Data supplied Start Marker

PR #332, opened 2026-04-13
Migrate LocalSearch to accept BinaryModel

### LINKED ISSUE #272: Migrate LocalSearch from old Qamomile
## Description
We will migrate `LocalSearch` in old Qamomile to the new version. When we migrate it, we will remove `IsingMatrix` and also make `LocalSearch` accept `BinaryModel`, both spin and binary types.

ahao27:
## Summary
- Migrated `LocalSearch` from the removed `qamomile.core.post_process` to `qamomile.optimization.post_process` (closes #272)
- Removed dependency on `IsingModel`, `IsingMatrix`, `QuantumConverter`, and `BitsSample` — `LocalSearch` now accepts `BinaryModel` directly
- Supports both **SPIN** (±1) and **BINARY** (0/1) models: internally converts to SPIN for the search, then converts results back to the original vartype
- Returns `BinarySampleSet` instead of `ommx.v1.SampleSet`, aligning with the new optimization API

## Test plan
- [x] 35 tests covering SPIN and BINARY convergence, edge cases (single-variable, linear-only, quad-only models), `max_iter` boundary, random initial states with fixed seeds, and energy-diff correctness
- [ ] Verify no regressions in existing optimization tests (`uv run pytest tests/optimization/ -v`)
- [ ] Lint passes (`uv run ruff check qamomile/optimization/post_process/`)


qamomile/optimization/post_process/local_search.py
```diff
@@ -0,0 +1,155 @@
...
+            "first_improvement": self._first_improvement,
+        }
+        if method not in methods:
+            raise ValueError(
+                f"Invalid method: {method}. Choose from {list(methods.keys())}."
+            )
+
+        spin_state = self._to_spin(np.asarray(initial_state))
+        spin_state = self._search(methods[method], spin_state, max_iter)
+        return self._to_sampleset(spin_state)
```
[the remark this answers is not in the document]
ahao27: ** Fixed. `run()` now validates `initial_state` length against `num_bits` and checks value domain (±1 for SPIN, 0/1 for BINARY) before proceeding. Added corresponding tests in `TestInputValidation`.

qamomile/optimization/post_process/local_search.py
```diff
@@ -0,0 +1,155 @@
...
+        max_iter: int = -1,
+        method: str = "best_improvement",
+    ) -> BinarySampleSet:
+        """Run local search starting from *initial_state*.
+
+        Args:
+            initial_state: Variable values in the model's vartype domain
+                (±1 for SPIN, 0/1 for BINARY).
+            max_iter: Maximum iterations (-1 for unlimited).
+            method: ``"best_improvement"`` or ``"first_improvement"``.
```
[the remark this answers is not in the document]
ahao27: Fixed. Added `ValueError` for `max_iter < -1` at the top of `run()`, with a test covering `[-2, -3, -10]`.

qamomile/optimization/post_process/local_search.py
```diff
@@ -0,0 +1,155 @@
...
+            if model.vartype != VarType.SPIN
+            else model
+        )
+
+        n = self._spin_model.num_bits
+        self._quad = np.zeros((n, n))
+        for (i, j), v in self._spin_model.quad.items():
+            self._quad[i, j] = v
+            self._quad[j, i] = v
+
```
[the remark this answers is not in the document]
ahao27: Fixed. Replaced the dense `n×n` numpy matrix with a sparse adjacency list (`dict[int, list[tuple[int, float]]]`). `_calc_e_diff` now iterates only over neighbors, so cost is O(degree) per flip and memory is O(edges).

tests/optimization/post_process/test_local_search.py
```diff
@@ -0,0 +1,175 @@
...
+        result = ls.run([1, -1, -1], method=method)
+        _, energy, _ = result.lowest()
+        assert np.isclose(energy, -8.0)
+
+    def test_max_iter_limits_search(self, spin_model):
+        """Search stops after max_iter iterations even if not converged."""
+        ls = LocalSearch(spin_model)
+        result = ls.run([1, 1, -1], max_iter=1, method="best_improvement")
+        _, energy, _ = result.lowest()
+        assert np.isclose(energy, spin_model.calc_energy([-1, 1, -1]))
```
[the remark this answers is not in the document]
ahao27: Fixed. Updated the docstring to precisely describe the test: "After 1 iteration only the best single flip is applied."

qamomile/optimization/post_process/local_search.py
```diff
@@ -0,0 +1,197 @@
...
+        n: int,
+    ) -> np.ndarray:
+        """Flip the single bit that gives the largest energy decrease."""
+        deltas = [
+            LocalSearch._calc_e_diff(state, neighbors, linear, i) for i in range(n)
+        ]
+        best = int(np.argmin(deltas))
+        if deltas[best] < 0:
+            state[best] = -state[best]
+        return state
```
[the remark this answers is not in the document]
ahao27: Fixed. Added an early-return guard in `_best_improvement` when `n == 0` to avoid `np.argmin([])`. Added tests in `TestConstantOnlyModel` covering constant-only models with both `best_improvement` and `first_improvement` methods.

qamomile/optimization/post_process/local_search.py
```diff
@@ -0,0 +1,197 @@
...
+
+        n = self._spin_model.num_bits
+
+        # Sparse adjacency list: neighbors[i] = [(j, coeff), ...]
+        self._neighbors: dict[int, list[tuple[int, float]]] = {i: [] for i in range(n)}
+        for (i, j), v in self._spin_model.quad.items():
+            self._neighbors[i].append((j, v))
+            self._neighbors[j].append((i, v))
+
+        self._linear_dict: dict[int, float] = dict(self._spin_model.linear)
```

Data supplied End Marker

## [Exercise prompt]
All that is wanted is the stretch of lines above from the one containing "## Description" through the one containing "from the removed", duplicated exactly.

## [Result of this exercise]
## Description
We will migrate `LocalSearch` in old Qamomile to the new version. When we migrate it, we will remove `IsingMatrix` and also make `LocalSearch` accept `BinaryModel`, both spin and binary types.

ahao27:
## Summary
- Migrated `LocalSearch` from the removed `qamomile.core.post_process` to `qamomile.optimization.post_process` (closes #272)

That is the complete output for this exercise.